PR #1890, opened 2026-04-15
Feat/prepare melt token

### LINKED ISSUE #1888: Add `melt_token` fn to wallet
Currently cdk has the `prepare_melt` fn that will select proofs for a melt quote from the internal wallet and we have the `prepare_melt_proofs` command that accepts proofs if a wallet wants to do its own coin selection. However, it would be helpful to add a `prepare_melt_token` command that accepts a token directly. This would allow the wallet to skip decoding the token which because of keysetv2 requires keyset state and offload that to the wallet during the prepare_melt_token step. This would be specifically helpful to the flow in Numo without much added overhead to cdk. 

- [ ] add to wallet trait 
- [ ] expose in ffi

Forte11Cuba:
### Description

Adds `prepare_melt_token` to the `Wallet` trait, core implementation, and FFI bindings.
 
Currently CDK has `prepare_melt` (auto-selects proofs) and `prepare_melt_proofs` (accepts raw proofs), but there's no way to pass an encoded token  directly. 

This new method internalizes that complexity, following the same pattern as `receive()`.                                                                                                            
                                                          
Closes #1888 

-----

### Notes to the reviewers

-----

#### ADDED

- Added `prepare_melt_token` to `Wallet` trait and FFI bindings, allowing callers to pass an encoded token (cashuA/cashuB) directly for melt operations 

#### FIXED

----

### Checklist

### DIFF
--- a/crates/cdk/src/wallet/melt/mod.rs
+++ b/crates/cdk/src/wallet/melt/mod.rs
@@ -654,6 +654,7 @@ impl Wallet {
         ensure_cdk!(self.mint_url == token.mint_url()?, Error::IncorrectMint);
 
         let keysets_info = self.load_mint_keysets().await?;
+        println!("{:?}", keysets_info);
         let proofs = token.proofs(&keysets_info)?;
 
         self.prepare_melt_proofs(quote_id, proofs, metadata).await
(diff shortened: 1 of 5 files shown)


crates/cdk/src/wallet/melt/mod.rs
```diff
@@ -581,6 +582,29 @@ impl Wallet {
...
+    /// and delegates to [`prepare_melt_proofs`](Wallet::prepare_melt_proofs).
+    #[instrument(skip(self, encoded_token, metadata))]
+    pub async fn prepare_melt_token(
+        &self,
+        quote_id: &str,
+        encoded_token: &str,
+        metadata: HashMap<String, String>,
+    ) -> Result<PreparedMelt<'_>, Error> {
+        let token = Token::from_str(encoded_token)?;
+
```
thesimplekid, line 597: Can we add tests for this.

thesimplekid: added in [ba5509c](https://github.com/cashubtc/cdk/pull/1890/commits/ba5509c8a7a9f03a683add021fc59bce693a8660)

**EXERCISE DETAILS**
Nothing in the records above may be left out when you repeat them exactly.

**EXPECTED ANSWER**
PR #1890, opened 2026-04-15
Feat/prepare melt token

### LINKED ISSUE #1888: Add `melt_token` fn to wallet
Currently cdk has the `prepare_melt` fn that will select proofs for a melt quote from the internal wallet and we have the `prepare_melt_proofs` command that accepts proofs if a wallet wants to do its own coin selection. However, it would be helpful to add a `prepare_melt_token` command that accepts a token directly. This would allow the wallet to skip decoding the token which because of keysetv2 requires keyset state and offload that to the wallet during the prepare_melt_token step. This would be specifically helpful to the flow in Numo without much added overhead to cdk. 

- [ ] add to wallet trait 
- [ ] expose in ffi

Forte11Cuba:
### Description

Adds `prepare_melt_token` to the `Wallet` trait, core implementation, and FFI bindings.
 
Currently CDK has `prepare_melt` (auto-selects proofs) and `prepare_melt_proofs` (accepts raw proofs), but there's no way to pass an encoded token  directly. 

This new method internalizes that complexity, following the same pattern as `receive()`.                                                                                                            
                                                          
Closes #1888 

-----

### Notes to the reviewers

-----

#### ADDED

- Added `prepare_melt_token` to `Wallet` trait and FFI bindings, allowing callers to pass an encoded token (cashuA/cashuB) directly for melt operations 

#### FIXED

----

### Checklist

### DIFF
--- a/crates/cdk/src/wallet/melt/mod.rs
+++ b/crates/cdk/src/wallet/melt/mod.rs
@@ -654,6 +654,7 @@ impl Wallet {
         ensure_cdk!(self.mint_url == token.mint_url()?, Error::IncorrectMint);
 
         let keysets_info = self.load_mint_keysets().await?;
+        println!("{:?}", keysets_info);
         let proofs = token.proofs(&keysets_info)?;
 
         self.prepare_melt_proofs(quote_id, proofs, metadata).await
(diff shortened: 1 of 5 files shown)


crates/cdk/src/wallet/melt/mod.rs
```diff
@@ -581,6 +582,29 @@ impl Wallet {
...
+    /// and delegates to [`prepare_melt_proofs`](Wallet::prepare_melt_proofs).
+    #[instrument(skip(self, encoded_token, metadata))]
+    pub async fn prepare_melt_token(
+        &self,
+        quote_id: &str,
+        encoded_token: &str,
+        metadata: HashMap<String, String>,
+    ) -> Result<PreparedMelt<'_>, Error> {
+        let token = Token::from_str(encoded_token)?;
+
```
thesimplekid, line 597: Can we add tests for this.

thesimplekid: added in [ba5509c](https://github.com/cashubtc/cdk/pull/1890/commits/ba5509c8a7a9f03a683add021fc59bce693a8660)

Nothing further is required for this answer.